From personal perspective as well, it can be really demeaning when people try
to attribute any oversight or lack of experience you have to you having done a
PhD. Each PhD is radically different. Some do very concrete research, others
do very abstract, others present a lot, others very little, some code a lot,
some don't etc.

------
partisan
This is a failure in your hiring process as well. How are you vetting your
candidates? Are there gaps in your process that are allowing people who are a
bad fit through?

Where I work, we had a PhD leave within 6 months. She was not able to deal
with the lack of structure. Frankly, neither can I, but my motivations are a
little different from hers. The team leadership could have done better in
focusing on specific deliverables and letting her gain confidence through
small victories before leading her down an open ended death march with few
tangible criteria for success.

------
musicale
I wouldn't expect people who are genuinely bad to work with in an academic
research lab to be good to work with in an industry research lab.

On the other hand, I wouldn't expect PhD students (or any new hires) to be
perfect out of the gate. Assuming the content (algorithms, approach, analysis)
was correct and the main problems were with code style and presentation,
perhaps they needed to be instructed regarding proper code and presentation
style and directed to follow that instruction.

Messy desks are probably not the root cause of poor code or presentation.

------
itronitron
PhDs are often singularly focused (although that can change over time) and it
seems likely that _your_ priorities were not _their_ priorities.
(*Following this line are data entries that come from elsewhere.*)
PR #4224, opened 2026-04-01
Make function_call_timeout_secs optional

aconchillo:
## Summary

- `LLMService.function_call_timeout_secs` now defaults to `None` instead of `10.0`, allowing deferred function calls to run without a timeout by default
- The timeout task is only created when a timeout is actually configured (service-level or per-call)

## Breaking Changes

- `function_call_timeout_secs` default changed from `10.0` to `None`. If you relied on the implicit 10-second timeout for deferred function calls, pass `function_call_timeout_secs=10.0` explicitly.


filipi87 (approved):
LGTM!

PR #4231, opened 2026-04-02
Add a `LLMMessagesTransformFrame` to facilitate programmatically edit…

kompfner:
…ing context in a frame-based way.

The previous approach required the caller to directly grab a reference to the context object, grab a "snapshot" of its messages *at that point in time*, transform the messages, and then push an `LLMMessagesUpdateFrame` with the transformed messages. This approach can lead to problems: what if there had already been a change to the context queued in the pipeline? The transformed messages would simply overwrite it without consideration.

---

This PR salvages just one change from closed PR #3620.

### DIFF
--- a/src/pipecat/frames/frames.py
+++ b/src/pipecat/frames/frames.py
@@ -594,8 +594,6 @@ class LLMMessagesTransformFrame(DataFrame):
     A frame containing a transform function that takes the context's current list
     of LLM messages and returns a modified list.
 
-    Only compatible with LLMContext and not the deprecated OpenAILLMContext.
-
     Parameters:
         transform: A function that takes a list of messages and returns a
             modified list.
--- a/src/pipecat/frames/frames.py
+++ b/src/pipecat/frames/frames.py
@@ -38,7 +38,7 @@ from pipecat.utils.time import nanoseconds_to_str
 from pipecat.utils.utils import obj_count, obj_id
 
 if TYPE_CHECKING:
-    from pipecat.processors.aggregators.llm_context import LLMContext, NotGiven
+    from pipecat.processors.aggregators.llm_context import LLMContext, LLMContextMessage, NotGiven
     from pipecat.processors.frame_processor import FrameProcessor
     from pipecat.services.settings import ServiceSettings
     from pipecat.utils.context.llm_context_summarization import LLMContextSummaryConfig
@@ -584,6 +584,25 @@ class LLMMessagesUpdateFrame(DataFrame):
     """
 
     messages: List[dict]
+    run_llm: Optional[bool] = None
+
+
+@dataclass
+class LLMMessagesTransformFrame(DataFrame):
+    """Frame containing a transform function to modify the current context's LLM messages.
+
+    A frame containing a transform function that takes the context's current list
+    of LLM messages and returns a modified list.
+
+    Only compatible with LLMContext and not the deprecated OpenAILLMContext.
+
+    Parameters:
+        transform: A function that takes a list of messages and returns a
+            modified list.
+        run_llm: Whether the context update should be sent to the LLM.
+    """
+
+    transform: Callable[[List["LLMContextMessage"]], List["LLMContextMessage"]]
     run_llm: Optional[bool] = None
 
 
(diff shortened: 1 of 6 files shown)


src/pipecat/processors/aggregators/llm_context.py
```diff
@@ -266,6 +266,17 @@ def set_messages(self, messages: List[LLMContextMessage]):
         """
         self._messages[:] = messages
 
+    def transform_messages(
```
kompfner, line 269: @filipi87, in the other closed PR that this PR's changes came from,. you asked:

> I believe maybe we will need to add some kind of lock to the context, or another mechanism to prevent race conditions.
> 
> What do you think ?
> 
> If it makes sense, we can add it in a follow up PR.

I'm not sure what we're doing in this function is much different from a concurrency point of view from what we're doing in `add_messages` or `set_messages` (the methods defined just above here). `transform` is synchronous.

src/pipecat/processors/aggregators/llm_response_universal.py
```diff
@@ -512,6 +524,8 @@ async def process_frame(self, frame: Frame, direction: FrameDirection):
             await self._handle_llm_messages_append(frame)
         elif isinstance(frame, LLMMessagesUpdateFrame):
             await self._handle_llm_messages_update(frame)
+        elif isinstance(frame, LLMMessagesTransformFrame):
```
kompfner, line 527: @filipi87, in the other closed PR that this PR's changes came from, you asked:

> Is there a reason we decided to add this here instead of inside the Assistant Aggregator?
>
> I was having a similar discussion with @aconchillo yesterday, and we concluded that the UserAggregator should only handle user related stuff, such as turn strategies, idle, and mute.
> 
> Given that, this logic feels like it should live inside the Assistant Aggregator instead. I’ve moved all the summarization logic there as well. 😅

`LLMMessagesTransformFrame` is exactly analogous to `LLMMessagesAppendFrame` or `LLMMessagesUpdateFrame`, and so follows the same pattern: we account for it being sent either up or downstream, so we're prepared to "catch" it and handle it in either the user or assistant aggregator.

src/pipecat/frames/frames.py
```diff
@@ -587,6 +587,25 @@ class LLMMessagesUpdateFrame(DataFrame):
...
 
 
+@dataclass
+class LLMMessagesTransformFrame(DataFrame):
+    """Frame containing a transform function to modify the current context's LLM messages.
+
+    A frame containing a transform function that takes the context's current list
+    of LLM messages and returns a modified list.
+
+    Only compatible with LLMContext and not the deprecated OpenAILLMContext.
```
filipi87: > and not the deprecated OpenAILLMContext

I guess we have already removed the deprecated `OpenAILLMContext`, so we probably don't need to mention it here.

src/pipecat/processors/aggregators/llm_context.py
filipi87: Yep, and we probably needed that there as well, since both the `AssistantAggregator` and the `UserAggregator` have access to the same context. 

That is why I was wondering if we need some kind of lock to prevent a race condition.

src/pipecat/processors/aggregators/llm_response_universal.py
filipi87: Makes sense. 👍

filipi87 (approved):
LGTM!

Regarding locking the context before modifying it, we haven’t encountered any issues so far, so we don’t need to include it in this PR. 

But it’s probably something to keep an eye on in case it becomes necessary in the future. 🙂

src/pipecat/processors/aggregators/llm_context.py
kompfner: > Yep, and we probably needed that there as well, since both the AssistantAggregator and the UserAggregator have access to the same context.

But they shouldn't be actually be running in different threads, right? Even if they're running in different asyncio tasks, we wouldn't have a problem with the context-updating operations in this file because they run to completion without ever hitting an `await` (so they should be atomic). Right?

src/pipecat/frames/frames.py
kompfner: Good catch, thanks!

They probably
do very well in larger companies because they can a) find a niche that fits
their interests and b) there are more non-PhDs to pick up the slack.

------
bricss
This is very known issue across the globe with broiler PhD's. They will never
be ready to get down to real job.

------
Irishsteve
This isn't a PhD hire problem, this is a hiring someone out of school /
college and not giving them enough structure to succeed problem. It's just you
have higher expectations because they did great at undergrad / masters.